EXERCISE DATA Start Marker

PR #2379, opened 2026-03-01
Minimize Nuclei DAST PoC URLs

### LINKED ISSUE #1977: Somehow minimize the PoC URLs generated by the Nuclei DAST templates as they're big

Sumit-ai-dev:
Fixes #1977 by minimizing the excessively long PoC URLs generated by Nuclei DAST templates.

Instead of including 100+ filler parameters in the vulnerability report, this uses Nuclei's `fuzzing_parameter` JSON field to isolate exactly which parameter was vulnerable and drops the rest. 

As requested in the issue, the logic is written defensively:
- **If `fuzzing_parameter` is found:** We keep only the vulnerable parameter (e.g. `?id=testing'`).
- **If not (fallback):** We return the full original URL unchanged to guarantee the PoC remains functional.

### Changes
- **`poc_url_utils.py`:** Added the core `minimize_nuclei_matched_at_url` function with the defensive fallback.
- **`reporter.py`:** Wired up the new function and cleaned up obsolete filler parameters.
- **Tests:** Added 8 unit tests covering all edge cases, the defensive fallback, and the exact SQLi payload from the issue.

### DIFF
--- a/artemis/modules/nuclei.py
+++ b/artemis/modules/nuclei.py
@@ -49,7 +49,7 @@ NUCLEI_TEMPLATES_LOCATION = "/root/nuclei-templates/"
 logger = logging.getLogger(__name__)
 
 
-def _verify_with_nuclei(url: str, template_id: str) -> bool:
+def _verify_with_nuclei(url: str, template_path: str) -> bool:
     try:
         command = [
             "nuclei",
@@ -57,7 +57,7 @@ def _verify_with_nuclei(url: str, template_id: str) -> bool:
             "-u",
             url,
             "-t",
-            os.path.join(NUCLEI_TEMPLATES_LOCATION, template_id),
+            template_path,
             "-dast",
             "-fuzzing-mode",
             "multiple",
@@ -700,10 +700,14 @@ class Nuclei(ArtemisBase):
 
             for finding in findings_per_task[task.uid]:
                 if "matched-at" in finding:
+                    template_path = finding.get(
+                        "template-path",
+                        os.path.join(NUCLEI_TEMPLATES_LOCATION, finding["template-id"]),
+                    )
                     finding["matched-at"] = minimize_nuclei_matched_at_url(
                         finding["matched-at"],
                         fuzzing_parameter=finding.get("fuzzing_parameter"),
-                        verify_url_fn=lambda url: _verify_with_nuclei(url, finding["template-id"]),
+                        verify_url_fn=lambda url: _verify_with_nuclei(url, template_path),
                     )
                 result.append(finding)
                 messages.append(


artemis/reporting/modules/nuclei/poc_url_utils.py
```diff
@@ -0,0 +1,34 @@
+"""Utilities for minimizing Nuclei DAST PoC URLs."""
+
+import urllib.parse
+from typing import Optional
+
+
+def minimize_nuclei_matched_at_url(
```
kazet, line 18: I see one thing missing - checking, that the resulting URL contains the vulnerability. We can have rare cases where the single-parameter URL doesn't work as multiple needs to be set (as the app checks them via isset()). In these cases we need to fallback to the original URL.

If this one gets fixed, we can get this PR merged.

Sumit-ai-dev: Added a check to make a GET request to the minimized URL. If it doesn't return 200, it falls back to the original. Just pushed!

kazet: What about re-running this particular Nuclei template? I know it's harder but will decrease the number of FPs

Sumit-ai-dev: I updated the logic to spawn the [nuclei](cci:1://file:///Users/sumitdas/Desktop/Artemis/Artemis/artemis/reporting/modules/nuclei/reporter.py:45:4-70:24) CLI in the background and actually re-run the template against the minimized URL.

I used the exact same flags and command structure from [artemis/modules/nuclei.py](cci:7://file:///Users/sumitdas/Desktop/Artemis/Artemis/artemis/modules/nuclei.py:0:0-0:0) to keep it consistent. If it doesn't trigger anymore (like if an `isset()` param was dropped), it safely falls back to the original URL.

Just pushed the update!

artemis/reporting/modules/nuclei/reporter.py
```diff
@@ -38,6 +43,33 @@ class NucleiReporter(Reporter):
...
+                "-t",
+                os.path.join(NUCLEI_TEMPLATES_LOCATION, template_id),
+                "-dast",
+                "-fuzzing-mode",
+                "multiple",
+                "-jsonl",
+                "-silent",
+            ]
+            result = subprocess.check_output(command, stderr=subprocess.DEVNULL)
+            return bool(result.strip())
```
kazet: I'm not sure checking that the result is nonempty is enough, could you add a little more checks?

artemis/reporting/modules/nuclei/reporter.py
```diff
@@ -38,6 +43,33 @@ class NucleiReporter(Reporter):
...
+        except FileNotFoundError:
+            # If nuclei isn't available (e.g. in some local dev envs), fail open
+            # to preserve the minimized URL so reporting doesn't break.
+            logging.getLogger(__name__).warning("Nuclei binary not found, skipping URL verification")
```
kazet: we have self.log ;)

artemis/reporting/modules/nuclei/reporter.py
```diff
@@ -38,6 +43,33 @@ class NucleiReporter(Reporter):
...
+            return True
```
kazet: IMO we should return False to be consistent with the comment

artemis/reporting/modules/nuclei/reporter.py
```diff
@@ -145,7 +177,13 @@ def _is_url_without_query_fragment(url: str) -> bool:
                 #
                 # We want to restrict this behavior only to services on empty path (e.g. redis://some-domain:6379) because
                 # if the path is nonempty, it may contain an exploit that may get filtered by e-mail filters.
-                matched_at = add_protocol_if_needed(vulnerability.get("matched-at", target))
+                matched_at = minimize_nuclei_matched_at_url(
```
kazet: Could you add an end-to-end for that? Along the lines of the tests in tests/modules/nuclei.py

artemis/reporting/modules/nuclei/reporter.py
Sumit-ai-dev: Fixed now parsing each JSONL line with json.loads() and only returning True if matched-at is present in the parsed output. Avoids false positives from verbose stdout noise.

artemis/reporting/modules/nuclei/reporter.py
Sumit-ai-dev: _verify_with_nuclei
 is a @staticmethod so self isn't available here. Added a module-level logger = logging.getLogger(__name__) instead — same effect, no more inline getLogger() calls.

artemis/reporting/modules/nuclei/reporter.py
Sumit-ai-dev: Done, changed to return False.

artemis/reporting/modules/nuclei/reporter.py
Sumit-ai-dev: Added  test_dast_matched_at_url_is_minimized in 
test_nuclei_autoreporter_integration.py— uses obtain_http_task_result against test-dast-vuln-app and asserts matched_ at URLs have ≤ 1 query parameter after minimization.

Sumit-ai-dev:
@kazet Addressed all your concerns, JSONL parsing with matched-at check, module-level logger, return False on missing binary, and the end-to-end test. Just pushed. Happy to adjust anything further. :)

kazet:
The test didn't pass, could you fix it?

Sumit-ai-dev:
@kazet Sure, just pushed the fix. Should pass now!

kazet:
Would it require much changes to also make it work on linux-lfi-fuzz?

Sumit-ai-dev:
Not much when fuzzing_parameter is absent, we could iterate each query param individually and verify each one to find which one triggers the vulnerability. Happy to implement once this PR merges. I can open an issue and raise a separate PR for it, or just raise a PR directly. Whatever you prefer, @kazet.

Sumit-ai-dev:
Turns out lfi-keyed doesn't trigger on the test app  only linux-lfi-fuzz fires. So I implemented the per-param iteration instead iterates each param individually, verifying each one, returns whichever triggers. Just pushed. :)

artemis/reporting/modules/nuclei/reporter.py
```diff
@@ -38,6 +48,38 @@ class NucleiReporter(Reporter):
     with open(Config.Modules.Nuclei.NUCLEI_TEMPLATE_GROUPS_FILE) as f:
         GROUPS = json.load(f)
 
+    @staticmethod
+    def _verify_with_nuclei(url: str, template_id: str) -> bool:
```
kazet: One minor comment - I think it would be optimal to do it during `scanning`, not `report generation`, so that e.g. generating multiple reports doesn't run multiple minimizations. After that we are good to go!

Sumit-ai-dev: Done moved the minimization to nuclei.py at scan time. 
_verify_with_nuclei
 is now a module-level function there, and matched-at gets minimized before saving to DB. Reporter just reads the already-minimized value. Pushed.

kazet:
if the tests pass, we can get it merged!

EXERCISE DATA End Marker

▶ [PROBLEM REQUIREMENTS]:
Retype all of the material exactly as it stands above.

▶ [TASK SOLUTION]:
PR #2379, opened 2026-03-01
Minimize Nuclei DAST PoC URLs

### LINKED ISSUE #1977: Somehow minimize the PoC URLs generated by the Nuclei DAST templates as they're big

Sumit-ai-dev:
Fixes #1977 by minimizing the excessively long PoC URLs generated by Nuclei DAST templates.

Instead of including 100+ filler parameters in the vulnerability report, this uses Nuclei's `fuzzing_parameter` JSON field to isolate exactly which parameter was vulnerable and drops the rest. 

As requested in the issue, the logic is written defensively:
- **If `fuzzing_parameter` is found:** We keep only the vulnerable parameter (e.g. `?id=testing'`).
- **If not (fallback):** We return the full original URL unchanged to guarantee the PoC remains functional.

### Changes
- **`poc_url_utils.py`:** Added the core `minimize_nuclei_matched_at_url` function with the defensive fallback.
- **`reporter.py`:** Wired up the new function and cleaned up obsolete filler parameters.
- **Tests:** Added 8 unit tests covering all edge cases, the defensive fallback, and the exact SQLi payload from the issue.

### DIFF
--- a/artemis/modules/nuclei.py
+++ b/artemis/modules/nuclei.py
@@ -49,7 +49,7 @@ NUCLEI_TEMPLATES_LOCATION = "/root/nuclei-templates/"
 logger = logging.getLogger(__name__)
 
 
-def _verify_with_nuclei(url: str, template_id: str) -> bool:
+def _verify_with_nuclei(url: str, template_path: str) -> bool:
     try:
         command = [
             "nuclei",
@@ -57,7 +57,7 @@ def _verify_with_nuclei(url: str, template_id: str) -> bool:
             "-u",
             url,
             "-t",
-            os.path.join(NUCLEI_TEMPLATES_LOCATION, template_id),
+            template_path,
             "-dast",
             "-fuzzing-mode",
             "multiple",
@@ -700,10 +700,14 @@ class Nuclei(ArtemisBase):
 
             for finding in findings_per_task[task.uid]:
                 if "matched-at" in finding:
+                    template_path = finding.get(
+                        "template-path",
+                        os.path.join(NUCLEI_TEMPLATES_LOCATION, finding["template-id"]),
+                    )
                     finding["matched-at"] = minimize_nuclei_matched_at_url(
                         finding["matched-at"],
                         fuzzing_parameter=finding.get("fuzzing_parameter"),
-                        verify_url_fn=lambda url: _verify_with_nuclei(url, finding["template-id"]),
+                        verify_url_fn=lambda url: _verify_with_nuclei(url, template_path),
                     )
                 result.append(finding)
                 messages.append(


artemis/reporting/modules/nuclei/poc_url_utils.py
```diff
@@ -0,0 +1,34 @@
+"""Utilities for minimizing Nuclei DAST PoC URLs."""
+
+import urllib.parse
+from typing import Optional
+
+
+def minimize_nuclei_matched_at_url(
```
kazet, line 18: I see one thing missing - checking, that the resulting URL contains the vulnerability. We can have rare cases where the single-parameter URL doesn't work as multiple needs to be set (as the app checks them via isset()). In these cases we need to fallback to the original URL.

If this one gets fixed, we can get this PR merged.

Sumit-ai-dev: Added a check to make a GET request to the minimized URL. If it doesn't return 200, it falls back to the original. Just pushed!

kazet: What about re-running this particular Nuclei template? I know it's harder but will decrease the number of FPs

Sumit-ai-dev: I updated the logic to spawn the [nuclei](cci:1://file:///Users/sumitdas/Desktop/Artemis/Artemis/artemis/reporting/modules/nuclei/reporter.py:45:4-70:24) CLI in the background and actually re-run the template against the minimized URL.

I used the exact same flags and command structure from [artemis/modules/nuclei.py](cci:7://file:///Users/sumitdas/Desktop/Artemis/Artemis/artemis/modules/nuclei.py:0:0-0:0) to keep it consistent. If it doesn't trigger anymore (like if an `isset()` param was dropped), it safely falls back to the original URL.

Just pushed the update!

artemis/reporting/modules/nuclei/reporter.py
```diff
@@ -38,6 +43,33 @@ class NucleiReporter(Reporter):
...
+                "-t",
+                os.path.join(NUCLEI_TEMPLATES_LOCATION, template_id),
+                "-dast",
+                "-fuzzing-mode",
+                "multiple",
+                "-jsonl",
+                "-silent",
+            ]
+            result = subprocess.check_output(command, stderr=subprocess.DEVNULL)
+            return bool(result.strip())
```
kazet: I'm not sure checking that the result is nonempty is enough, could you add a little more checks?

artemis/reporting/modules/nuclei/reporter.py
```diff
@@ -38,6 +43,33 @@ class NucleiReporter(Reporter):
...
+        except FileNotFoundError:
+            # If nuclei isn't available (e.g. in some local dev envs), fail open
+            # to preserve the minimized URL so reporting doesn't break.
+            logging.getLogger(__name__).warning("Nuclei binary not found, skipping URL verification")
```
kazet: we have self.log ;)

artemis/reporting/modules/nuclei/reporter.py
```diff
@@ -38,6 +43,33 @@ class NucleiReporter(Reporter):
...
+            return True
```
kazet: IMO we should return False to be consistent with the comment

artemis/reporting/modules/nuclei/reporter.py
```diff
@@ -145,7 +177,13 @@ def _is_url_without_query_fragment(url: str) -> bool:
                 #
                 # We want to restrict this behavior only to services on empty path (e.g. redis://some-domain:6379) because
                 # if the path is nonempty, it may contain an exploit that may get filtered by e-mail filters.
-                matched_at = add_protocol_if_needed(vulnerability.get("matched-at", target))
+                matched_at = minimize_nuclei_matched_at_url(
```
kazet: Could you add an end-to-end for that? Along the lines of the tests in tests/modules/nuclei.py

artemis/reporting/modules/nuclei/reporter.py
Sumit-ai-dev: Fixed now parsing each JSONL line with json.loads() and only returning True if matched-at is present in the parsed output. Avoids false positives from verbose stdout noise.

artemis/reporting/modules/nuclei/reporter.py
Sumit-ai-dev: _verify_with_nuclei
 is a @staticmethod so self isn't available here. Added a module-level logger = logging.getLogger(__name__) instead — same effect, no more inline getLogger() calls.

artemis/reporting/modules/nuclei/reporter.py
Sumit-ai-dev: Done, changed to return False.

artemis/reporting/modules/nuclei/reporter.py
Sumit-ai-dev: Added  test_dast_matched_at_url_is_minimized in 
test_nuclei_autoreporter_integration.py— uses obtain_http_task_result against test-dast-vuln-app and asserts matched_ at URLs have ≤ 1 query parameter after minimization.

Sumit-ai-dev:
@kazet Addressed all your concerns, JSONL parsing with matched-at check, module-level logger, return False on missing binary, and the end-to-end test. Just pushed. Happy to adjust anything further. :)

kazet:
The test didn't pass, could you fix it?

Sumit-ai-dev:
@kazet Sure, just pushed the fix. Should pass now!

kazet:
Would it require much changes to also make it work on linux-lfi-fuzz?

Sumit-ai-dev:
Not much when fuzzing_parameter is absent, we could iterate each query param individually and verify each one to find which one triggers the vulnerability. Happy to implement once this PR merges. I can open an issue and raise a separate PR for it, or just raise a PR directly. Whatever you prefer, @kazet.

Sumit-ai-dev:
Turns out lfi-keyed doesn't trigger on the test app  only linux-lfi-fuzz fires. So I implemented the per-param iteration instead iterates each param individually, verifying each one, returns whichever triggers. Just pushed. :)

artemis/reporting/modules/nuclei/reporter.py
```diff
@@ -38,6 +48,38 @@ class NucleiReporter(Reporter):
     with open(Config.Modules.Nuclei.NUCLEI_TEMPLATE_GROUPS_FILE) as f:
         GROUPS = json.load(f)
 
+    @staticmethod
+    def _verify_with_nuclei(url: str, template_id: str) -> bool:
```
kazet: One minor comment - I think it would be optimal to do it during `scanning`, not `report generation`, so that e.g. generating multiple reports doesn't run multiple minimizations. After that we are good to go!

Sumit-ai-dev: Done moved the minimization to nuclei.py at scan time. 
_verify_with_nuclei
 is now a module-level function there, and matched-at gets minimized before saving to DB. Reporter just reads the already-minimized value. Pushed.

kazet:
if the tests pass, we can get it merged!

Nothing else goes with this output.